The default is nil (no limit). When a field exceeds the limit a
SmarterCSV::FieldSizeLimitExceeded exception is raised — and because it inherits from
SmarterCSV::Error, the on_bad_row option handles it exactly like any other parse error.
1. Huge inline field — a single-line field containing a large payload (e.g. a JSON blob, a base64-encoded file, or a runaway notes column):
id,payload
1,"{... 500 KB of JSON ...}"2. Quoted field spanning many embedded newlines — a legitimate multiline field in a poorly exported file that happens to be enormous:
ticket_id,notes
42,"Customer wrote:
... (thousands of lines of chat history) ...
"3. Never-closing quoted field — a missing closing quote causes the parser to stitch every subsequent physical line into one logical row until EOF:
id,comment
1,"this quote never closes
2,this entire row is now inside the field
3,and this one too ...Without field_size_limit, case 3 reads the entire rest of the file into memory. With the
limit set, the stitch loop raises FieldSizeLimitExceeded as soon as the accumulating buffer
crosses the threshold.
# Raise immediately on any oversized field (default on_bad_row: :raise)
SmarterCSV.process('data.csv', field_size_limit: 1_000_000) # 1 MB per field
# Skip oversized rows and continue
SmarterCSV.process('data.csv', field_size_limit: 1_000_000, on_bad_row: :skip)
# Collect oversized rows for inspection
reader = SmarterCSV::Reader.new('data.csv',
field_size_limit: 1_000_000,
on_bad_row: :collect,
)
result = reader.process
reader.errors[:bad_rows].each do |rec|
Rails.logger.warn "Oversized field on row #{rec[:csv_line_number]}: #{rec[:error_message]}"
endThe limit is checked against String#bytesize (raw byte count), not character count.
For ASCII content they are identical. For multi-byte UTF-8 content (e.g. CJK characters)
bytesize is larger than the character count — so the limit is a memory cap, not a
character cap, which is what matters for DoS protection.

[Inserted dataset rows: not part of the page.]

PR #140, opened 2022-04-13
assorted server improvements

natenichols:
save error on failure

execute sends on websocket executor

### DIFF
--- a/src/webserver/Listener.h
+++ b/src/webserver/Listener.h
@@ -61,8 +61,8 @@ public:
         if (ec == net::ssl::error::stream_truncated)
             return;
 
-        std::cerr << "Detector failed: " << message << ec.message()
-                  << std::endl;
+        BOOST_LOG_TRIVIAL(info)
+            << "Detector failed: " << message << ec.message() << std::endl;
     }
 
     // Launch the detector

field_size_limit is zero-overhead when not set (the default nil short-circuits all
checks). When set, a single integer comparison is performed per logical row; the per-field
scan only runs when the raw line is large enough to potentially contain an oversized field.
Normal rows (where the entire line fits within the limit) bypass per-field checking entirely.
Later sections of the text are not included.